▸ TO DO
All the records below must be returned exactly as they stand.

Collected data entries
PR #105469, opened 2026-05-20
Include `skip_first_lines` in schema cache key for `WithNames` formats

### LINKED ISSUE #104527: `skip_first_lines` not in cache key for `CSVWithNames`/`TSVWithNames` causes wrong schema to be returned

_Retrospective finding from a historical scan of [PR #65980](https://github.com/ClickHouse/ClickHouse/pull/65980) (merged 2024-07-10). Confirmed on current codebase — close with a note if already fixed._

### Describe what's wrong

When using `CSVWithNames` or `TSVWithNames` format with different `skip_first_lines` values on the same file, the second query returns the cached schema from the first query, even though changing `skip_first_lines` changes which row is used as the header.

**Root cause:** The condition `if (!with_names)` at CSVRowInputFormat.cpp:637 incorrectly excludes `skip_first_lines` from the cache key for `WithNames` formats. Same issue at TabSeparatedRowInputFormat.cpp:445.

**Why we believe this is a bug:** CSVRowInputFormat.cpp:637-638 adds `skip_first_lines` to cache key only when `!with_names`. For `CSVWithNames` (where `with_names=true`), `skip_first_lines` is NOT in the cache key, so different setting values produce the same cache key.

**Affected locations:**
- `src/Processors/Formats/Impl/CSVRowInputFormat.cpp:637` — skip_first_lines only added when !with_names
- `src/Processors/Formats/Impl/TabSeparatedRowInputFormat.cpp:445` — skip_first_lines only added when !with_names

**Impact:** Schema inference returns wrong column names when querying same file with CSVWithNames/TSVWithNames format using different `skip_first_lines` values. The cached schema from the first query is incorrectly reused.

Yes — confirmed on current `master` (commit `d640b7762fd`).

### How to reproduce

```sql
-- Test CSVWithNames schema cache bug with skip_first_lines
-- File content: header1,header2\na,b\n1,2

SYSTEM DROP SCHEMA CACHE FOR FILE;

-- Query 1: skip_first_lines=1, uses 'a,b' as header
DESC file('/tmp/test.csv', CSVWithNames) SETTINGS input_format_csv_skip_first_lines=1;
-- Returns: a, b columns

-- Query 2: skip_first_lines=0, should use 'header1,header2' as header
DESC file('/tmp/test.csv', CSVWithNames) SETTINGS input_format_csv_skip_first_lines=0;
-- BUG: Returns cached 'a,b' schema instead of 'header1,header2'
```

### Expected behavior

```
a	Nullable(Int64)
b	Nullable(Int64)
header1	Nullable(String)
header2	Nullable(String)
```

```
a	Nullable(Int64)
b	Nullable(Int64)
a	Nullable(Int64)
b	Nullable(Int64)
```

### Additional context

**Suggested fix:** Add `skip_first_lines` unconditionally to the cache key (within the `!with_types` block), not just when `!with_names`. For example: always add `fmt::format(", skip_first_lines={}", settings.csv.skip_first_lines)` before the `if (!with_names)` block.

Found during automated review of [PR #65980](https://github.com/ClickHouse/ClickHouse/pull/65980).

---
_ClickGapAI · Confidence: HIGH · Severity: P2 · Finding: `h_pr65980_001`_

### Version info
- Resolved by: #105469
- Merged into: `26.6.1.504`

Avogar:

Include `skip_first_lines` in schema cache key for `WithNames` formats. Closes https://github.com/ClickHouse/ClickHouse/issues/104527

### Version info
- Merged into: `26.6.1.504`


CheSema (approved):

clickgapai:
Hi @Avogar @CheSema — a couple of suggestions to make this PR easier for reviewers and the changelog reader.

- Why: Body is the bare changelog template with no prose explanation of the symptom, root cause, or that WithNamesAndTypes (not only WithNames) is now also covered. The title is accurate but the body gives a reviewer no context.
- Suggested addition:

  > Before this change, the schema inference cache key for `CSVWithNames`/`CSVWithNamesAndTypes` and the TSV/TabSeparated/Raw `WithNames*` variants did not include `skip_first_lines`. As a result, describing/reading the same file with a different `input_format_csv_skip_first_lines` (or the TSV equivalent) returned a stale cached schema (issue #104527). The getter is now registered unconditionally and always appends `skip_first_lines`. Note this also adds the getter for the `WithNamesAndTypes` variants, which previously registered none.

▸ SOLUTION TO THE EXERCISE
PR #105469, opened 2026-05-20
Include `skip_first_lines` in schema cache key for `WithNames` formats

### LINKED ISSUE #104527: `skip_first_lines` not in cache key for `CSVWithNames`/`TSVWithNames` causes wrong schema to be returned

_Retrospective finding from a historical scan of [PR #65980](https://github.com/ClickHouse/ClickHouse/pull/65980) (merged 2024-07-10). Confirmed on current codebase — close with a note if already fixed._

### Describe what's wrong

When using `CSVWithNames` or `TSVWithNames` format with different `skip_first_lines` values on the same file, the second query returns the cached schema from the first query, even though changing `skip_first_lines` changes which row is used as the header.

**Root cause:** The condition `if (!with_names)` at CSVRowInputFormat.cpp:637 incorrectly excludes `skip_first_lines` from the cache key for `WithNames` formats. Same issue at TabSeparatedRowInputFormat.cpp:445.

**Why we believe this is a bug:** CSVRowInputFormat.cpp:637-638 adds `skip_first_lines` to cache key only when `!with_names`. For `CSVWithNames` (where `with_names=true`), `skip_first_lines` is NOT in the cache key, so different setting values produce the same cache key.

**Affected locations:**
- `src/Processors/Formats/Impl/CSVRowInputFormat.cpp:637` — skip_first_lines only added when !with_names
- `src/Processors/Formats/Impl/TabSeparatedRowInputFormat.cpp:445` — skip_first_lines only added when !with_names

**Impact:** Schema inference returns wrong column names when querying same file with CSVWithNames/TSVWithNames format using different `skip_first_lines` values. The cached schema from the first query is incorrectly reused.

Yes — confirmed on current `master` (commit `d640b7762fd`).

### How to reproduce

```sql
-- Test CSVWithNames schema cache bug with skip_first_lines
-- File content: header1,header2\na,b\n1,2

SYSTEM DROP SCHEMA CACHE FOR FILE;

-- Query 1: skip_first_lines=1, uses 'a,b' as header
DESC file('/tmp/test.csv', CSVWithNames) SETTINGS input_format_csv_skip_first_lines=1;
-- Returns: a, b columns

-- Query 2: skip_first_lines=0, should use 'header1,header2' as header
DESC file('/tmp/test.csv', CSVWithNames) SETTINGS input_format_csv_skip_first_lines=0;
-- BUG: Returns cached 'a,b' schema instead of 'header1,header2'
```

### Expected behavior

```
a	Nullable(Int64)
b	Nullable(Int64)
header1	Nullable(String)
header2	Nullable(String)
```

```
a	Nullable(Int64)
b	Nullable(Int64)
a	Nullable(Int64)
b	Nullable(Int64)
```

### Additional context

**Suggested fix:** Add `skip_first_lines` unconditionally to the cache key (within the `!with_types` block), not just when `!with_names`. For example: always add `fmt::format(", skip_first_lines={}", settings.csv.skip_first_lines)` before the `if (!with_names)` block.

Found during automated review of [PR #65980](https://github.com/ClickHouse/ClickHouse/pull/65980).

---
_ClickGapAI · Confidence: HIGH · Severity: P2 · Finding: `h_pr65980_001`_

### Version info
- Resolved by: #105469
- Merged into: `26.6.1.504`

Avogar:

Include `skip_first_lines` in schema cache key for `WithNames` formats. Closes https://github.com/ClickHouse/ClickHouse/issues/104527

### Version info
- Merged into: `26.6.1.504`


CheSema (approved):

clickgapai:
Hi @Avogar @CheSema — a couple of suggestions to make this PR easier for reviewers and the changelog reader.

- Why: Body is the bare changelog template with no prose explanation of the symptom, root cause, or that WithNamesAndTypes (not only WithNames) is now also covered. The title is accurate but the body gives a reviewer no context.
- Suggested addition:

  > Before this change, the schema inference cache key for `CSVWithNames`/`CSVWithNamesAndTypes` and the TSV/TabSeparated/Raw `WithNames*` variants did not include `skip_first_lines`. As a result, describing/reading the same file with a different `input_format_csv_skip_first_lines` (or the TSV equivalent) returned a stale cached schema (issue #104527). The getter is now registered unconditionally and always appends `skip_first_lines`. Note this also adds the getter for the `WithNamesAndTypes` variants, which previously registered none.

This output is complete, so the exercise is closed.